Unfortunately, little of this is developed to the extent Atkinson intended: Chapters 6–9 were to have interesting sections (we know, because the editors left the titles of those sections in place to show the author's intentions), such as “growth, inequality and poverty reduction”, “trickle-down and the distribution of consumption”, and “tackling poverty and climate change”, along with several subsections focusing on specific countries, regions, and subregions, including South East Asia, all regions of Africa, India, France, and Germany.
Perhaps the most important sections missing from the book are those related to the interplay of growth, inequality, and poverty, and to climate change.
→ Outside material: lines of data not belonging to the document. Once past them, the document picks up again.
Issue #302, opened 2016-08-15
Deleted audio events are being returned in download annotations link


atruskie:
Reported by @KarlinaInd, annotations downloaded in the CSV format include those that have been deleted. THIS SHOULD NOT HAPPEN.

Confirmed by downloading a fresh CSV and also querying the database. May be related to #292 

Update: this is likely caused by the `csv_query` method using the AREL table over the active record query with the default non-deleted scope. https://github.com/QutBioacoustics/baw-server/blob/develop/app/models/audio_event.rb#L119

cofiem:
:dash: yup, that's likely the issue

JessCappadonna:
Remember soon after I started I showed you guys links in the excel spreadsheet that no longer had annotations as well.... it was never resolved so I just delete them whenever I download the CSV

PR #310, opened 2016-12-04
exclude deleted annotations from csv download

cofiem:
see #302

### DIFF
--- a/Gemfile
+++ b/Gemfile
@@ -96,6 +96,10 @@ gem 'jc-validates_timeliness', '~> 3.1.1'
 
 gem 'enumerize', '~> 2.0'
 gem 'uuidtools', '~> 2.1.5'
+
+# Note: if other modifications are made to the default_scope
+# there are manually constructed queries that need to be updated to match
+# (search for ':deleted_at' to find the relevant places)
 gem 'acts_as_paranoid', git: 'https://github.com/ActsAsParanoid/acts_as_paranoid.git', branch: :master, ref: 'c2db19554ddaedcac0a2b8d6a0563dea83c972c5'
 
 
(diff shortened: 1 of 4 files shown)


atruskie:
Looks good.

My only question: Does doing the deleted check like I did in https://github.com/QutBioacoustics/baw-server/blob/b6b48089a1f790a3d2874fe4d8137dcc0d4f0d0b/app/models/analysis_jobs_item.rb#L159 offer any real advantages?

cofiem:
Well, firstly, the comment "cast back to active record relation" is misleading - it isn't a cast, it's using the ActiveRecord [`from`](http://api.rubyonrails.org/classes/ActiveRecord/QueryMethods.html#method-i-from) with the Arel query as the query.

I think you need line 160. Without line 160 (`query.joins(:audio_recording)`), you wouldn't get the ActiveRecord scope, you'd only have the `from` subquery, so line 160 is necessary, yes.

atruskie:
I meant, for using in this fix... All the default scopes should be used, if they were this bug (#302) wouldn't have happened...

cofiem:
Oh, righto. I'm not sure. The Arel query might be too complex to be able to make use of ActiveRecord for parts of it. It's a good thought, tho.

JessCappadonna:
Hi guys, 
I am soooo excited this is happening. One thing I am wondering, can we still see deleted things if we want too? I was envisioning having a way to filter them out/sort, rather then deleting them all together. This isn't critical, but would be helpful to know if one person is changing what another has done.

atruskie:
@JessCappadonna this changeset will remain scoped to fixing the bug only (many small changes increase the speed at which we can ship fixes),  however, I've taken your comment and integrated it into ideas we have discussed previously. You can comment and review here: https://github.com/QutBioacoustics/baw-server/issues/311

atruskie:
This is ready to merge.

I have an idea to improve it. If I find the time before deploy I will experiment, otherwise, I'll merge.

PR #319, opened 2017-01-20
Fixed various bugs with range request implementation

### LINKED ISSUE #318: Bug with media range requests: content-length is returning negative values
This bug is affecting production systems.

Visible effects include the audio on the listen page not loading properly. The error seems to happen the first time the audio is loaded and loads fine after a page request. I ~~have worked out Chrome sends different range request headers~~ don't know why our request range code is different in the two different scenarios:

| Action | Range request header | Content-Length | Content-Range | Response |
|--------|--------------------------|------------------|------------------|------------|
| Next button click | `Range:bytes=0-`  | `Content-Length:512001`  |`Content-Range:bytes 0-512000/591513`  | `206 Partial Content` |
|                             | `Range:bytes=512001-` | `Content-Length:20` | (empty) | `502 Bad Gateway` |
| Same page refresh | `Range:bytes=0-`  | `Content-Length:591513` | `Content-Range:bytes 0-591512/591513` | `206 Partial Content` |

I can't determine why the range-request behaviour is different for the different requests.

The response from the server is a `502 Bad Gateway` response. After intense debugging, it seems some part of the ruby codebase is returning a negative content-length for the second response:
```
Content-Range: bytes 512001-79511/591513
Content-Length: -432489
```

*Importantly*: The rails application sends these response headers back without throwing an exception. Passenger freaks out and [this case](https://github.com/phusion/passenger/blob/release-5.1.1/src/agent/Core/Controller/ForwardResponse.cpp#L119) responds with a generic bad gateway response that masks the error. The only way I found to get the above header information was to change `passenger_log_level` to level `7` (that level may not be required, but it needs to be greater than `3`).

# Tasks

- Isolate a test case against our range request code
- Patch the bug
- Investigate throwing exceptions in our code so these sorts of header based errors generate email notifications in the future

atruskie:
Closes #318

- Additionally adds a header verfication checker for Content-Length to
ApplicationController
- Fixes multiple bugs in range request

@cofiem pretty please review - this patch did my head in. There's beer in it for you 😉 🍺


spec/models/range_request_spec.rb
```diff
@@ -116,23 +137,105 @@
...
     expect(info[:range_start_bytes][4]).to eq(50)
-    expect(info[:range_end_bytes][4]).to eq(range_request.max_range_size + 50)
+    expect(info[:range_end_bytes][4]).to eq(range_request.max_range_size + 50 - 1)
+  end
 
-    expect(info[:range_start_bytes][1]).to eq(0)
-    expect(info[:range_end_bytes][1]).to eq(range_request.max_range_size)
+  context 'special open end range case' do
+    # this test case comes from a real-world production bug: https://github.com/QutBioacoustics/baw-server/issues/318
+    # the second part of a large range request triggers a negative content length and negative gradient in the content
```
cofiem: What does 'negative gradient' mean?

app/models/range_request.rb
```diff
@@ -368,31 +378,43 @@ def response_range(info)
...
         end_range = info[:range_end_bytes_max]
 
       end
 
       start_range = info[:range_start_bytes_min] if start_range < info[:range_start_bytes_min]
       end_range = info[:range_end_bytes_max] if end_range > info[:range_end_bytes_max]
-      end_range = start_range + @max_range_size if (end_range - start_range) > @max_range_size
+      # e.g. bytes=0-499, max_range_size=500 => 499 - 0 + 1 = 500 > 500
+      if (end_range - start_range + CONVERT_INDEX_TO_LENGTH) > @max_range_size
+        raise StandardError.new("Range request maximum exceeded")
```
cofiem: replace this with 
fail CustomErrors::BadRequestError, 'The requested range exceeded the maximum allowed.'

spec/models/range_request_spec.rb
```diff
@@ -116,23 +137,105 @@
     expect(info[:is_multipart]).to be_truthy
 
     expect(info[:range_start_bytes][0]).to eq(0)
-    expect(info[:range_end_bytes][0]).to eq(range_request.max_range_size)
```
cofiem: Oh, I see,  I compared the range start/end value to the length - which is off by one, since the value is a zero-based, inclusive index. Makes sense.

Just to confirm: if `max_range_size` is 10, and `range_end_bytes` is as high as it can be, then `range_end_bytes` would be 9? So need to subtract one from the max length of 10.

spec/models/range_request_spec.rb
```diff
@@ -116,23 +137,105 @@
...
+    # this test case comes from a real-world production bug: https://github.com/QutBioacoustics/baw-server/issues/318
+    # the second part of a large range request triggers a negative content length and negative gradient in the content
+    # range header.
+
+
+    # before bug fix:
+    # file_size:                                  822281
+    # request:                      "Range: bytes 512001-"
+    # info[:range_start]:                         512001
+    # info[:range_end]:                           310279       <-- problem, negative range!
```
cofiem: well, to be clear, the issue with the `:range_end` is that it is less than the `:range_start`

app/controllers/application_controller.rb
```diff
@@ -565,4 +568,13 @@ def should_check_authorization?
     !is_devise_controller && !is_admin_controller
   end
 
+  def validate_headers
```
cofiem: I like this! Nice idea to pick up any future issues.

spec/models/range_request_spec.rb
atruskie: As per https://tools.ietf.org/html/rfc7233#section-1.2 ... yes

spec/models/range_request_spec.rb
atruskie: Meaning point 2 is less than point 1. A bad phrasing on my part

The editors clearly recognized that, and called upon two widely recognized scholars, François Bourguignon and Nicholas Stern, to contribute short essays on those topics. It is a pity, though, that we will never read what Atkinson himself had to say about those issues. It is certain, however, that he would urge us to “face the question of how far climate change mitigation and poverty alleviation are complementary and how far they are part of the same conflict” (p. 167). Stern reassuringly informs us that, for the most part, action taken against these two issues is complementary.
Undoubtedly, for scholars of poverty around the world, Atkinson paves the way to a research agenda by proposing an “all-around approach” involving the evaluation of all possible sources of uncertainty, from concept to specific measures and the relevant data. Atkinson warns us that considering these matters and the tensions between improved statistical instruments and the preservation of comparability across time are not “nuisances to be left to the specialists”, as “[t]hey affect results […] and the soundness of policy conclusions” (p. 145). We will know in time whether this research agenda has gained momentum. The World Bank, for one, did not take it up.